[Problem]: Give back all the data exactly, line by line.

━━━━━ Extracted material

PR #2041, opened 2022-11-05
c-writer.cc: Eliminate GetGlobalName (NFC)

keithw:
Require all resolution of GlobalNames to happen in one place (Write(GlobalName)). Also eliminate AddressOf, Deref, GlobalVar.

This is a step towards fixing #2034 (split out from #2035).

### DIFF
--- a/src/c-writer.cc
+++ b/src/c-writer.cc
@@ -655,10 +655,7 @@ void CWriter::Write(const LocalName& name) {
 
 void CWriter::Write(const GlobalName& name) {
   // TODO(keithw) deal with duplicates across module fields
-  assert(global_sym_map_.count(name.name) == 1);
-  auto iter = global_sym_map_.find(name.name);
-  assert(iter != global_sym_map_.end());
-  Write(iter->second);
+  Write(global_sym_map_.at(name.name));
 }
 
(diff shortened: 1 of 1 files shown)


src/c-writer.cc
```diff
@@ -673,50 +653,45 @@ void CWriter::Write(const LocalName& name) {
...
-  return iter->second;
-}
-
 void CWriter::Write(const GlobalName& name) {
-  Write(GetGlobalName(name.name));
+  // TODO(keithw) deal with duplicates across module fields
+  assert(global_sym_map_.count(name.name) == 1);
+  auto iter = global_sym_map_.find(name.name);
+  assert(iter != global_sym_map_.end());
+  Write(iter->second);
```
sbc100, line 661: Would it be enough to just do `Write(global_sym_map_.at(name.name))` should be enough here.. no need for `count` or `find` maybe?

I guess this is existing code though, so might not make sense as part of this change.

sbc100 (approved):

src/c-writer.cc
keithw: Sure, that works fine for now. We can worry about how much defensive programming is worthwhile in the next one.

PR #2043, opened 2022-11-07
wasm2c: Uninstall sighandler in os_cleanup_signal_handler

sbc100:


shravanrn:
Nice, I had on my todo list to submit this exact PR sometime today :)

wasm2c/wasm-rt-impl.c
```diff
@@ -296,6 +296,19 @@ static void os_install_signal_handler(void) {
...
 static void os_cleanup_signal_handler(void) {
+  /* Undo what was done in os_install_signal_handler */
+  struct sigaction sa;
+  sa.sa_handler = SIG_DFL;
+  if (sigaction(SIGSEGV, &sa, NULL) != 0 || sigaction(SIGBUS, &sa, NULL)) {
+    perror("sigaction failed");
+    abort();
+  }
+
+  if (sigaltstack(NULL, NULL) != 0) {
```
shravanrn, line 307: I think I have ignored any errors when we remove the signal handler on windows. We should probably get this consistent in the future, but explicitly erroring out is probably the better way to go :+1:

shravanrn (approved):

PR #2044, opened 2022-11-07
wasm2c: Avoid malloc/free for signal handling stack. NFC

sbc100:


sbc100:
This static data should only be part of the binary if `os_install_signal_handler` is used, so folks who opt out of signal handling should not be effected.

sbc100:
Apparently this doesn't work on newer glibc because SIGSTKSZ is not longer constant.

PR #2045, opened 2022-11-07
wasm2c: cleanup function type indexes when calling wasm_rt_free

shravanrn:


wasm2c/wasm-rt-impl.c
```diff
@@ -333,6 +333,15 @@ bool wasm_rt_is_initialized(void) {
...
 
 void wasm_rt_free(void) {
+  for (uint32_t i = 0; i < g_func_type_count; ++i) {
+    free(g_func_types[i].params);
+    free(g_func_types[i].results);
+  }
+
+  g_func_type_count = 0;
+  free(g_func_types);
+  g_func_types = 0;
```
sbc100, line 343: `= NULL` ?

sbc100 (approved):

sbc100 (approved):

sbc100:
Makes me think we should be running these tests with sanitizer enabled maybe?

PR #231, opened 2025-08-15
Jos/update validator

joswarmer:
Improved the validator, needed for lionweb-server delta implementation.
When merged, want to publish this as the next beta.


dslmeinte (approved):
I think it'd help overall if we also extracted the definition schema in some way: would be helpful for deltas, commands, events, queries as well.

joswarmer:
> I think it'd help overall if we also extracted the definition schema in some way: would be helpful for deltas, commands, events, queries as well.

Not sure I understand what you want to extract. Do you mean the actual definitions schema's for all delta's? I so, these are currently defined in the lionweb-server project. We might want to rethink where things should go.

PR #258, opened 2025-11-12
Release 0.7.2

dslmeinte:
Note that all commits (except for the last one, setting the version) have been (FF-)merged through a PR, so no further inspection is required. Version 0.7.2 has also already been released.

### DIFF
--- a/package-lock.json
+++ b/package-lock.json
@@ -226,6 +226,8 @@
         },
         "node_modules/@isaacs/balanced-match": {
             "version": "4.0.1",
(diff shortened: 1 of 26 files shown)


joswarmer:
Since this is already release now, it should be reviewed ok, shouldn't it :-) ?

joswarmer (approved):
Too much has changed since I reviewed the code, makes little sense do to a full review now. And ... it is already released, so it should go to main.,

PR #267, opened 2025-12-03
Fix reference target type to have nullable 'reference' field

### LINKED ISSUE #240: Question about references
Shouldn't reference be nullable here?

━━━━━━━━━━

[Solution for this task]:
PR #2041, opened 2022-11-05
c-writer.cc: Eliminate GetGlobalName (NFC)

keithw:
Require all resolution of GlobalNames to happen in one place (Write(GlobalName)). Also eliminate AddressOf, Deref, GlobalVar.

This is a step towards fixing #2034 (split out from #2035).

### DIFF
--- a/src/c-writer.cc
+++ b/src/c-writer.cc
@@ -655,10 +655,7 @@ void CWriter::Write(const LocalName& name) {
 
 void CWriter::Write(const GlobalName& name) {
   // TODO(keithw) deal with duplicates across module fields
-  assert(global_sym_map_.count(name.name) == 1);
-  auto iter = global_sym_map_.find(name.name);
-  assert(iter != global_sym_map_.end());
-  Write(iter->second);
+  Write(global_sym_map_.at(name.name));
 }
 
(diff shortened: 1 of 1 files shown)


src/c-writer.cc
```diff
@@ -673,50 +653,45 @@ void CWriter::Write(const LocalName& name) {
...
-  return iter->second;
-}
-
 void CWriter::Write(const GlobalName& name) {
-  Write(GetGlobalName(name.name));
+  // TODO(keithw) deal with duplicates across module fields
+  assert(global_sym_map_.count(name.name) == 1);
+  auto iter = global_sym_map_.find(name.name);
+  assert(iter != global_sym_map_.end());
+  Write(iter->second);
```
sbc100, line 661: Would it be enough to just do `Write(global_sym_map_.at(name.name))` should be enough here.. no need for `count` or `find` maybe?

I guess this is existing code though, so might not make sense as part of this change.

sbc100 (approved):

src/c-writer.cc
keithw: Sure, that works fine for now. We can worry about how much defensive programming is worthwhile in the next one.

PR #2043, opened 2022-11-07
wasm2c: Uninstall sighandler in os_cleanup_signal_handler

sbc100:


shravanrn:
Nice, I had on my todo list to submit this exact PR sometime today :)

wasm2c/wasm-rt-impl.c
```diff
@@ -296,6 +296,19 @@ static void os_install_signal_handler(void) {
...
 static void os_cleanup_signal_handler(void) {
+  /* Undo what was done in os_install_signal_handler */
+  struct sigaction sa;
+  sa.sa_handler = SIG_DFL;
+  if (sigaction(SIGSEGV, &sa, NULL) != 0 || sigaction(SIGBUS, &sa, NULL)) {
+    perror("sigaction failed");
+    abort();
+  }
+
+  if (sigaltstack(NULL, NULL) != 0) {
```
shravanrn, line 307: I think I have ignored any errors when we remove the signal handler on windows. We should probably get this consistent in the future, but explicitly erroring out is probably the better way to go :+1:

shravanrn (approved):

PR #2044, opened 2022-11-07
wasm2c: Avoid malloc/free for signal handling stack. NFC

sbc100:


sbc100:
This static data should only be part of the binary if `os_install_signal_handler` is used, so folks who opt out of signal handling should not be effected.

sbc100:
Apparently this doesn't work on newer glibc because SIGSTKSZ is not longer constant.

PR #2045, opened 2022-11-07
wasm2c: cleanup function type indexes when calling wasm_rt_free

shravanrn:


wasm2c/wasm-rt-impl.c
```diff
@@ -333,6 +333,15 @@ bool wasm_rt_is_initialized(void) {
...
 
 void wasm_rt_free(void) {
+  for (uint32_t i = 0; i < g_func_type_count; ++i) {
+    free(g_func_types[i].params);
+    free(g_func_types[i].results);
+  }
+
+  g_func_type_count = 0;
+  free(g_func_types);
+  g_func_types = 0;
```
sbc100, line 343: `= NULL` ?

sbc100 (approved):

sbc100 (approved):

sbc100:
Makes me think we should be running these tests with sanitizer enabled maybe?

PR #231, opened 2025-08-15
Jos/update validator

joswarmer:
Improved the validator, needed for lionweb-server delta implementation.
When merged, want to publish this as the next beta.


dslmeinte (approved):
I think it'd help overall if we also extracted the definition schema in some way: would be helpful for deltas, commands, events, queries as well.

joswarmer:
> I think it'd help overall if we also extracted the definition schema in some way: would be helpful for deltas, commands, events, queries as well.

Not sure I understand what you want to extract. Do you mean the actual definitions schema's for all delta's? I so, these are currently defined in the lionweb-server project. We might want to rethink where things should go.

PR #258, opened 2025-11-12
Release 0.7.2

dslmeinte:
Note that all commits (except for the last one, setting the version) have been (FF-)merged through a PR, so no further inspection is required. Version 0.7.2 has also already been released.

### DIFF
--- a/package-lock.json
+++ b/package-lock.json
@@ -226,6 +226,8 @@
         },
         "node_modules/@isaacs/balanced-match": {
             "version": "4.0.1",
(diff shortened: 1 of 26 files shown)


joswarmer:
Since this is already release now, it should be reviewed ok, shouldn't it :-) ?

joswarmer (approved):
Too much has changed since I reviewed the code, makes little sense do to a full review now. And ... it is already released, so it should go to main.,

PR #267, opened 2025-12-03
Fix reference target type to have nullable 'reference' field

### LINKED ISSUE #240: Question about references
Shouldn't reference be nullable here?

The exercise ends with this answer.